Filter these entries so that only lines with the word "using" remain.

[Saved data entries]
◇ ◇ ◇ ◇ ◇
PR #4202, opened 2025-08-19
Goose Simple Compact UX

alexhancock:
Improvements to the context management UX, making it much simpler and more consistent in the language it presents to users

**Changes**

* No more UI in the chat itself other than simple markers that auto-compaction occurred, or the user compacted
* "Compact now" button always in the alert popup about context
* Session automatically continues for the user after the summarization occurs, keeping things moving without mentioning in any verbose way that the agent read a summary

**Demo**

https://github.com/user-attachments/assets/35b4ee00-f21a-4672-a2cf-c3f847e04fde

### DIFF
--- a/crates/goose-cli/src/session/export.rs
+++ b/crates/goose-cli/src/session/export.rs
@@ -347,6 +347,9 @@ pub fn message_to_markdown(message: &Message, export_all_content: bool) -> Strin
                 md.push_str("**Thinking:**\n");
                 md.push_str("> *Thinking was redacted*\n\n");
             }
+            MessageContent::SummarizationRequested(summarization) => {
+                md.push_str(&format!("*{}*\n\n", summarization.msg));
+            }
             _ => {
                 md.push_str(
                     "`WARNING: Message content type could not be rendered to Markdown`\n\n",
--- a/crates/goose-cli/src/session/output.rs
+++ b/crates/goose-cli/src/session/output.rs
@@ -185,6 +185,9 @@ pub fn render_message(message: &Message, debug: bool) {
                 println!("\n{}", style("Thinking:").dim().italic());
                 print_markdown("Thinking was redacted", theme);
             }
+            MessageContent::SummarizationRequested(summarization) => {
+                println!("\n{}", style(&summarization.msg).yellow());
+            }
             _ => {
                 println!("WARNING: Message content type could not be rendered");
             }


zanesq:
@alexhancock just a note to pull main and npm install, had to fix some dependencies from the upgrade

ui/desktop/src/components/BaseChat.tsx
```diff
@@ -242,7 +229,7 @@ function BaseChatContent({
   const { createNewSessionIfNeeded } = useSessionContinuation({
     chat,
     setChat,
-    summarizedThread,
+    summarizedThread: [],
```
alexhancock: @zanesq I wanted to ask you about this one. Can you clarify why the `useSessionContinuation` hook needed the summarized thread before? Likely need to make some kind of change here before going ahead.

alexhancock:
.bundle

crates/goose/src/agents/context.rs
```diff
@@ -84,9 +84,20 @@ impl Agent {
...
+            new_messages.insert(0, compaction_marker);
+            new_token_counts.insert(0, compaction_marker_tokens);
+
+            // Add an assistant message to continue the conversation
+            let assistant_message = Message::assistant().with_text("
+                The previous message contains a summary that was prepared because a context limit was reached.
+                Do not mention that you read a summary or that conversation summarization occurred
+                Just continue the conversation naturally based on the summarized context
+            ");
             let assistant_message_tokens: usize = 14;
```
katzdave: Bump to 41.

crates/goose/src/agents/context.rs
```diff
@@ -84,9 +84,20 @@ impl Agent {
...
+            let compaction_marker = Message::assistant()
+                .with_summarization_requested("Conversation compacted and summarized");
+            let compaction_marker_tokens: usize = 8;
+
+            // Insert the marker before the summary message
+            new_messages.insert(0, compaction_marker);
+            new_token_counts.insert(0, compaction_marker_tokens);
+
+            // Add an assistant message to continue the conversation
+            let assistant_message = Message::assistant().with_text("
```
katzdave, line 96: We have a second message here now? Is the idea that this will become agent visible only, and the other one will be user visible only?

ui/desktop/src/components/BaseChat.tsx
zanesq: It looks like this new architecture has replaced what `useSessionContinuation` was doing so I think we can remove the hook completely now 👍

ui/desktop/src/components/context_management/ContextManager.tsx
```diff
@@ -0,0 +1,181 @@
...
+            return convertApiMessageToFrontendMessage(apiMessage, true, false);
+          }
+
+          // show to model but not user
+          return convertApiMessageToFrontendMessage(apiMessage, false, true);
+        });
+
+        // Store the original messages as ancestor messages so they can still be scrolled to
+        if (setAncestorMessages) {
+          const ancestorMessages = messages.map((msg) => ({
```
katzdave, line 72: Ancestor messages just live in memory in the client and don't survive reload?

katzdave (commented):
Changes look nice overall; a little hard to parse the full diff on some of the file re-names. Taking it for a spin today though!

zanesq:
I noticed the new e2e tests aren't launching the app, are they working for you? Also I just pushed https://github.com/block/goose/pull/4251 to main if you want to pull again so the pre-existing tests are passing.

crates/goose/src/agents/context.rs
alexhancock: > Is the idea that this will become agent visible only, and the other one will be user visible only

yes! to show the user a brief inline notification that compaction occurred, and give the model the deal of what happened and how it should behave when the session continues

ui/desktop/src/components/context_management/ContextManager.tsx
alexhancock: Reload seems to be having trouble now (filed https://github.com/block/goose/issues/4255) but I think it would behave the same as reloading a conversation without compaction. Can check after 4255 is resolved

ui/desktop/src/components/context_management/ContextManager.tsx
```diff
@@ -0,0 +1,181 @@
...
+
+        // Replace messages with the server-provided messages
+        setMessages(convertedMessages);
+
+        // Automatically submit the continuation message to continue the conversation
+        // This should be the third message (index 2) which contains the "I ran into a context length exceeded error..." text
+        const continuationMessage = convertedMessages[2];
+        if (continuationMessage) {
+          setTimeout(() => {
+            append(continuationMessage);
```
alexhancock: TODO here - look into putting the original user message in if context ran out entirely

katzdave:
Noticed one issue where the green dot + context UI goes away right after a tool call. Comes back once goose returns control to the user. Auto-compact and button click flow seem pretty good.

Having a hard time testing the out of context case; seems like GOOSE_CONTEXT_LIMIT doesn't actually override the context in desktop (works on CLI display but also doesn't seem like it properly forces context_limit_exceeded errors); might do a separate fix for that as this is super annoying to test otherwise, but trying to just get a big session file I can drop in with too.

katzdave:
Seems like scrolling is a little flaky too; not sure if related at all to the branch. But the agent loop seems to only force the scrolling sometimes. In particular the first time scrolling after the first user input doesn't seem to work.

zanesq:
> Seems like scrolling is a little flaky too; not sure if related at all to the branch. But the agent loop seems to only force the scrolling sometimes. In particular the first time scrolling after the first user input doesn't seem to work.

Might be better with https://github.com/block/goose/pull/4257

michaelneale:
seems good so far @alexhancock - using it all morning and noothing surprising to me (not sure what I am quite looking for though). I did trigger a manual compact from GUI and did what I expected. Is there something I should look out for? 

Also been using it in cli

michaelneale:
I did get a token overrun though (cli) after a while: 

```
ing("invalid_request_error"), "message": String("prompt is too long: 211596 tokens > 200000 maximum")}, "request_id": String("req_011CSNEjctXWn7P7aKQZq1S5")}). Returning error: ContextLengthExceeded("{\"type\":\"error\",\"error\":{\"type\":\"invalid_request_error\",\"message\":\"prompt is too long: 211596 tokens > 200000 maximum\"},\"request_id\":\"req_011CSNEjctXWn7P7aKQZq1S5\"}")
    at crates/goose/src/providers/utils.rs:110

Error: Context length exceeded: {"type":"error","error":{"type":"invalid_request_error","message":"prompt is too long: 211596 tokens > 200000 maximum"},"request_id":"req_011CSNEjctXWn7P7aKQZq1S5"}
```

which I have not seen in weeks, so not sure what is going on there.

katzdave:
https://github.com/block/goose/pull/4284 fixes the summarize button in the UI at the end of the context to your error.

Saw some weird stuff rendered, but wasn't sure how to properly suppress that; not the end of the world though as we're targeting fixing this next with message metadata. (the top message is the summary which is also visible).
Screenshot 2025-08-22 at 11 50 14 AM

I also don't see the context window display green dot after resuming a session (but before finishing processing on the first message). I think if we fix the green dot to stop disappearing this should be good to go.

alexhancock:
Updated demo screen capture 

https://github.com/user-attachments/assets/157dc168-bda9-499a-9356-fa0ccad054a9

alexhancock:
> #4284 fixes the summarize button in the UI at the end of the context to your error.
> 
> Saw some weird stuff rendered, but wasn't sure how to properly suppress that; not the end of the world though as we're targeting fixing this next with message metadata. (the top message is the summary which is also visible). Screenshot 2025-08-22 at 11 50 14 AM
> 
> I also don't see the context window display green dot after resuming a session (but before finishing processing on the first message). I think if we fix the green dot to stop disappearing this should be good to go.

I fixed this one

alexhancock:
.bundle

alexhancock:
.bundle

.goose_tmp/diff_vs_main.patch
```diff
@@ -0,0 +1,4032 @@
+diff --git a/crates/goose/src/agents/agent.rs b/crates/goose/src/agents/agent.rs
```
katzdave: remove

.goose_tmp/last_commit.patch
```diff
@@ -0,0 +1,19 @@
+commit eace087d25a96aa1e85db299f7484c335d385e24
```
katzdave: remove

ui/desktop/src/components/ChatInput.tsx
```diff
@@ -511,55 +514,27 @@ export default function ChatInput({
...
-          onSummarize: () => {
-            handleManualCompaction(messages, setMessages);
-          },
-          summarizeIcon: <ScrollText size={12} />,
-        });
-      }
-    } else if (isTokenLimitLoaded && tokenLimit) {
-      // Always show context window info even when no tokens are present (start of conversation)
+    // Only show context window alert if there are tokens being used
+    if ((numTokens && numTokens > 0) || (isTokenLimitLoaded && tokenLimit)) {
```
katzdave, line 518: 🔥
◇ ◇ ◇ ◇ ◇
• _Response_
seems good so far @alexhancock - using it all morning and noothing surprising to me (not sure what I am quite looking for though). I did trigger a manual compact from GUI and did what I expected. Is there something I should look out for? 
Also been using it in cli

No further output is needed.